ということで、情報開示される入試は入社試験とは違うんです。特別活動の記録等も出席日数も合否判定に関しては得点化されず、得点化されずに主観的に判断しないといけない事項は合否に影響はないのです。
ところがここでややこしい「特別活動、部活動等に関する特別取扱い」という話が追加されます。
特別活動枠の加点
(5) 募集要項に「特別活動、部活動等に関する特別取扱い」を明示した高等学校が、これ
を行う場合の判定資料(A)、(C)の取扱いは、当該高等学校の合否判定の境界線に当
たる点数からこの点数の10%に当たる点数を減じた点数を合格の下限として、特別に合
否の判定を行う。
について考えてみましょう。
では、募集要項に「特別活動、部活動等に関する特別取扱い」を明示した高等学校とはどこがあるのでしょう?
これも兵庫県教育委員会のホームページで明示されています「令和7年度兵庫県公立高等学校入学者選抜における「特別活動、部活動等に関する特別取扱い」について(リンク付き)」。
ご覧の通り、芦屋や神戸市内から普通科の高校に進みたい生徒にはまず関係がありません。

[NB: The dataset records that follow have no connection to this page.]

PR #470, opened 2020-03-18
✨(ashley) add app Ashley, the alternative discussion forum for OpenEdx

madmatah:
## Purpose

We want to deploy our new projet [ashley](https://github.com/openfun/ashley) with Arnold.

Ashley is an alternative discussion forum for OpenEdx based on LTI.

## Proposal

I basically copied the richie app in Arnold to adapt it to ashley.


.circleci/config.yml
```diff
@@ -478,6 +478,41 @@ jobs:
             # Test service switched to the current route
             bin/ci-test-route "learninglocker" "OK" "/api"
 
+
+  # Test the bootstrap playbook on the "richie" application
```
jmaupetit:
```suggestion
  # Test the bootstrap playbook on the "ashley" application
```

apps/ashley/templates/services/app/dc.yml.j2
```diff
@@ -0,0 +1,100 @@
...
+            - name: DB_ENGINE
+              value: "{{ ashley_database_engine }}"
+            - name: DB_NAME
+              value: "{{ ashley_database_name }}"
+            - name: DB_HOST
+              value: "ashley-{{ ashley_database_host }}-{{ deployment_stamp }}"
+            - name: DB_PORT
+              value: "{{ ashley_database_port }}"
+            - name: DJANGO_ALLOWED_HOSTS
+              value: "{{ ashley_host | blue_green_hosts }}"
```
jmaupetit: All those definitions should stand in the dot env configMap?

apps/ashley/templates/services/app/job_01_collectstatic.yml.j2
```diff
@@ -0,0 +1,62 @@
...
+            - name: DJANGO_CONFIGURATION
+              value: "{{ ashley_django_configuration }}"
+            - name: DB_ENGINE
+              value: "{{ ashley_database_engine }}"
+            - name: DB_NAME
+              value: "{{ ashley_database_name }}"
+            - name: DB_HOST
+              value: "ashley-{{ ashley_database_host }}-{{ deployment_stamp }}"
+            - name: DB_PORT
+              value: "{{ ashley_database_port }}"
```
jmaupetit: ditto 

And you should also load environment variables from the dot env configMap.

apps/ashley/templates/services/app/job_02_db_migrate.yml.j2
```diff
@@ -0,0 +1,51 @@
...
+            - name: DJANGO_CONFIGURATION
+              value: "{{ ashley_django_configuration }}"
+            - name: DB_ENGINE
+              value: "{{ ashley_database_engine }}"
+            - name: DB_NAME
+              value: "{{ ashley_database_name }}"
+            - name: DB_HOST
+              value: "ashley-{{ ashley_database_host }}-{{ deployment_stamp }}"
+            - name: DB_PORT
+              value: "{{ ashley_database_port }}"
```
jmaupetit: Ditto.

apps/ashley/templates/services/app/secret.yml.j2
```diff
@@ -0,0 +1,15 @@
...
+    app: ashley
+    service: app
+  name: "{{ ashley_secret_name }}"
+  namespace: "{{ project_name }}"
+data:
+  DJANGO_SECRET_KEY: "{{ ASHLEY_VAULT.DJANGO_SECRET_KEY | default('supersecret') | b64encode }}"
+{% if ASHLEY_VAULT.DJANGO_SENTRY_DSN is defined and ASHLEY_VAULT.DJANGO_SENTRY_DSN is not none %}
+  DJANGO_SENTRY_DSN: "{{ ASHLEY_VAULT.DJANGO_SENTRY_DSN | b64encode }}"
+{% endif %}
+  DB_USER: "{{ ASHLEY_VAULT.DB_USER | default('edxapp_user') | b64encode }}"
```
jmaupetit, line 14:
```suggestion
  DB_USER: "{{ ASHLEY_VAULT.DB_USER | default('ashley') | b64encode }}"
```

apps/ashley/vars/settings.yml
```diff
@@ -0,0 +1,3 @@
+databases:
+  - engine: "postgresql"
+    release: "12"
```
jmaupetit: Sure? Will it work with potsgresql 9.6?

sampaccoud: Our production is running posgresql 12.

jmaupetit: Yes, but this is a (unnecessary?) strong requirement and not consistent with other apps like [richie](https://github.com/openfun/arnold/blob/master/apps/richie/vars/settings.yml#L3) or [marsha](https://github.com/openfun/arnold/blob/master/apps/marsha/vars/settings.yml#L3).

sampaccoud: Ah ok. I misunderstood your comment.

madmatah: Thanks for your feedbacks :slightly_smiling_face: 

:man_shrugging: I do not realize all the consequences that this implies to set version 12 here. It defines a requirement, or just a variable that one can override if he wants to use another version ?

I use postgresql 12 in `ashley` since [this suggestion](https://github.com/openfun/ashley/pull/3#discussion_r385197418), so I put it everywhere to be consistent. Do I have to be consistent with other projects, or ashley ? :slightly_smiling_face:

jmaupetit: In case someone else wants to deploy it at home, we need to ensure the largest compatibility with database engines.

madmatah: I've set version `9.6`, but I'm not sure this is the solution to ensure the largest compatibility with database engines. Now we don't know if it works on latest releases.

To achieve this, another approach would be to run the CI on multiple database versions in ashley project, but it's out of the scope of this PR.

sampaccoud:
@madmatah this is more easily done in Ashley's repo...?

madmatah:
> @madmatah this is more easily done in Ashley's repo...?

yes

apps/ashley/templates/services/nginx/configs/healthcheck.conf.j2
```diff
@@ -0,0 +1,9 @@
+server {
+  listen {{ ashley_nginx_healthcheck_port }};
+  server_name localhost;
+
+  location {{ ashley_nginx_healthcheck_endpoint }} {
+    add_header Content-Type text/plain;
```
jmaupetit, line 6: I've added the following for `etherpad` to not pollute logs, WDYT?

```suggestion
    add_header Content-Type text/plain;
    access_log off;
```

If you agree, this should be backported for other apps IMO (in a new PR).

jmaupetit (approved):

apps/ashley/templates/services/nginx/configs/healthcheck.conf.j2
madmatah: I agree with you,  good suggestion ! :+1:

PR #473, opened 2020-03-23
Add etherpad application

jmaupetit:
## Purpose

We need to deploy [etherpad](https://etherpad.org) instances that can be further integrated in our services.

## Proposal

- [x] add base application
- [x] test application in the CI


apps/etherpad/templates/services/app/dc.yml.j2
```diff
@@ -0,0 +1,67 @@
...
+            - node node_modules/ep_etherpad-lite/node/server.js --sessionkey private/SESSIONKEY.txt --apikey private/APIKEY.txt
+          livenessProbe:
+            httpGet:
+              path: /
+              port: {{ etherpad_application_port }}
+            initialDelaySeconds: 30
+            periodSeconds: 10
+          readinessProbe:
+            httpGet:
+              path: /
```
lunika, line 54: You are just testing is the application is up and running ? Should we do that in the probes without knowing why the application is failing  ?

apps/etherpad/templates/services/app/dc.yml.j2
```diff
@@ -0,0 +1,67 @@
...
+            initialDelaySeconds: 5
+            periodSeconds: 5
+          envFrom:
+            - secretRef:
+                name: "{{ etherpad_env_secret_name }}"
+            - configMapRef:
+                name: "etherpad-app-dotenv-{{ deployment_stamp }}"
+          volumeMounts:
+            - name: etherpad-v-secret
+              mountPath: /app/private
```
lunika: should we use a variable for this path ? We are using it in different files, using a variable will prevent errors if this path changes

apps/etherpad/templates/services/app/dc.yml.j2
jmaupetit: I have no better idea at the time without modifying the application itself. Maybe we should consider integrating [terminus](https://github.com/godaddy/terminus) or [lightship](https://github.com/gajus/lightship) to add health check views to the express server but I am not sure if this can be achieved _via_ plugins development or just server script hacking.

jmaupetit: It looks like there is a server hook for that: https://etherpad.org/doc/v1.6.2/#index_expresscreateserver but we must create the plugin that integrates lightship.

jmaupetit: As this require some work to add a plugin to the image, if you agree, I would like to fix this in a separate PR. WDYT?

apps/etherpad/vars/vault/main.yml.j2
```diff
@@ -0,0 +1,11 @@
+# customer: {{ customer }}
+# env_type: {{ env_type }}
+
+# postgresql
+{% set postgresql_credentials = databases.postgresql | json_query("[?release=='" ~ etherpad_postgresql_version ~ "'].databases | [0][?application=='etherpad'].{user: user, password: password} | [0]") %}
```
sampaccoud, line 5: why not separate the variables to make it simpler?

apps/etherpad/templates/services/app/dc.yml.j2
sampaccoud: So open an issue?

jmaupetit: I was waiting for @lunika answer :sweat_smile: Done, see #489

apps/etherpad/vars/vault/main.yml.j2
jmaupetit: If I you mean separating `user` from `password`, by doing so, you will duplicate the same request with the same complexity. Note that this request is used for almost every app vault file.

apps/etherpad/templates/services/app/dc.yml.j2
```diff
@@ -0,0 +1,77 @@
...
+        - name: etherpad
+          image: "{{ etherpad_image_name }}:{{ etherpad_image_tag }}"
+          imagePullPolicy: Always
+          command:
+            - "bash"
+            - "-c"
+            - node node_modules/ep_etherpad-lite/node/server.js
+                --settings {{ etherpad_configs_directory_path }}/settings.json
+                --sessionkey {{ etherpad_private_directory_path }}/SESSIONKEY.txt
+                --apikey {{ etherpad_private_directory_path }}/APIKEY.txt
```
madmatah: You should add double quotes around these parameters to avoid problems with directories containing spaces.

apps/etherpad/templates/services/app/secret_keys.yml.j2
```diff
@@ -0,0 +1,11 @@
+apiVersion: v1
+kind: Secret
+metadata:
+  labels:
+    app: etherpad
+    service: etherpad
+  name: "{{ etherpad_file_secret_name }}"
+  namespace: "{{ project_name }}"
+data:
+  SESSIONKEY.txt: "{{ ETHERPAD_VAULT.SESSIONKEY | default('thisisasessionkey') | b64encode }}"
```
madmatah: Should we fail instead of defining a default session key ?

apps/etherpad/templates/services/nginx/configs/healthcheck.conf.j2
```diff
@@ -0,0 +1,10 @@
+server {
+  listen {{ etherpad_nginx_healthcheck_port }};
+  server_name localhost;
+
+  location {{ etherpad_nginx_healthcheck_endpoint }} {
+    add_header Content-Type text/plain;
+    access_log off;
+    return 200 "OK";
+  }
+}
```
madmatah, line 14: You should enable the nginx status page (see #479 )

apps/etherpad/templates/services/app/dc.yml.j2
jmaupetit: Please, don't tell me people are doing this?

madmatah: It's not forbidden !

apps/etherpad/templates/services/app/secret_keys.yml.j2
jmaupetit: @sampaccoud asked me a similar question. IMO this should be a global policy for all vault-stored values.

jmaupetit: But I can change this here if you insist a bit :sweat_smile:

madmatah: If you change this here, it would show us the way to a better future :wink:

apps/etherpad/templates/services/nginx/configs/healthcheck.conf.j2
jmaupetit: Good catch!

apps/etherpad/templates/services/app/dc.yml.j2
jmaupetit: Done.

apps/etherpad/templates/services/app/secret_keys.yml.j2
jmaupetit: Well said dude!

jmaupetit:
@madmatah I've added fixup commits so that it's easier to give it a second review :pray:

madmatah (approved):

PR #475, opened 2020-03-26
✨(core) upgrade acme to v2 API

jmaupetit:
## Purpose

OpenShift-acme project recently added the Let's encrypt API v2 support. Switching to this version of the API is required since previous endpoint were considered as deprecated and closed.

## Proposal

- [x] integrate latest `openshift-acme` objects [1]

[1] https://github.com/tnozicka/openshift-acme/tree/master/deploy/single-namespace


core_apps/acme/templates/services/app/cm_live.yml.j2
```diff
@@ -0,0 +1,11 @@
+kind: ConfigMap
```
lunika, line 1: I don't understand how these config maps are used ?

madmatah: If I understand correctly... the `openshift-acme` controller get these ConfigMap by matching their labels :

 - https://github.com/tnozicka/openshift-acme/blob/8b54945f9457b1b960fea133bce359679eee5d62/pkg/api/internal.go#L22-L25
- https://github.com/tnozicka/openshift-acme/blob/8b54945f9457b1b960fea133bce359679eee5d62/pkg/controllerutils/controllerutils.go#L35

And they define the available certificate issuers.

madmatah (commented):
In the [single-namespace deployment example](https://github.com/tnozicka/openshift-acme/tree/master/deploy/single-namespace), a [service account](https://github.com/tnozicka/openshift-acme/blob/master/deploy/single-namespace/serviceaccount.yaml) is defined. Why isn't it required here ?

madmatah:
> In the [single-namespace deployment example](https://github.com/tnozicka/openshift-acme/tree/master/deploy/single-namespace), a [service account](https://github.com/tnozicka/openshift-acme/blob/master/deploy/single-namespace/serviceaccount.yaml) is defined. Why isn't it required here ?

Oh sorry I did not see the `sa.yml` file... :man_facepalming:

madmatah (approved):

core_apps/acme/templates/services/app/cm_live.yml.j2
jmaupetit: You'll have to checkout the `openshift-acme` code to understand this part.

jmaupetit: (I didn't see @madmatah comment before answering)

PR #477, opened 2020-03-30
Edxapp fix static files url computation

sampaccoud:
## Purpose

Arnold v5.0.0 introduced an `edxapp-nginx` docker image that includes static files for performance improvement. This feature was broken because the `edxapp` container could not access static files anymore and it is required by the `CachedStaticFilesStorage` backend to calculate file hashes.

## Proposal

Bringing back the static volume allows running the `collectstatic` command manually in `edxapp` containers so that `Django` can access the files at run time. This buys us time to work on a real fix.

I'm also proposing to stop declaring a specific tag for the `edxapp-nginx` docker image. Instead, we can use the `edxapp` image tag for both the `edxapp` and `nginx` images to make sure they are always in sync.


CHANGELOG.md
```diff
@@ -17,6 +17,16 @@ Versioning](http://semver.org/spec/v2.0.0.html).
 - Upgrade PyYAML to `5.3.1`
 - Upgrade `acme` core app to its latest release that supports ACME v2 API
 
+### Removed
+
+- Stop declaring a specific tag for the `edxapp-nginx` docker image and use
+  the `edxapp` image tag for both the `edxapp` and `nginx` images
```
jmaupetit, line 23: Good idea!

CHANGELOG.md
```diff
@@ -17,6 +17,16 @@ Versioning](http://semver.org/spec/v2.0.0.html).
...
+
+### Fixed
+
+- Temporarily reinstate the static volume on edxapp pods to allow using the
+  `nginx` docker image with bundled static files, while waiting for a fix
```
jmaupetit: WDYT?
```suggestion
  `nginx` docker image with bundled static files, while waiting for a long-term fix
```

jmaupetit (approved):

CHANGELOG.md
sampaccoud: Good idea!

それに、この方式を利用して合格する生徒は「顕著な内容がある」毎年30人弱です。クラブ活動で「キャプテンで頑張ってました」ということではなく、「高校に入ってもインターハイなどで高校の名前をとどろかせてくれるか」というスポーツ推薦に近いような内容です。
ややこしい複数志願制についての規定
簡単です。お読みになればわかります。
(3) 第1志望加算点は、学区ごとにそれぞれ次のとおりとする。
ア 第1学区 25点
イ 第2学区 20点
ウ 第3学区 25点
エ 第4学区 30点
オ 第5学区 30点
(4) 次の方法により、合格者を決定する。
ア 第1志望は第1志望加算点を加点した点数をもとに、第2志望は素点をもとに、各
高等学校ごとに得点の上位の者から順に合格者を決定することを基本とする。
イ 第2志望を志願し、第1志望での合格が決定した受検者については、第2志望の合
否判定から除外する。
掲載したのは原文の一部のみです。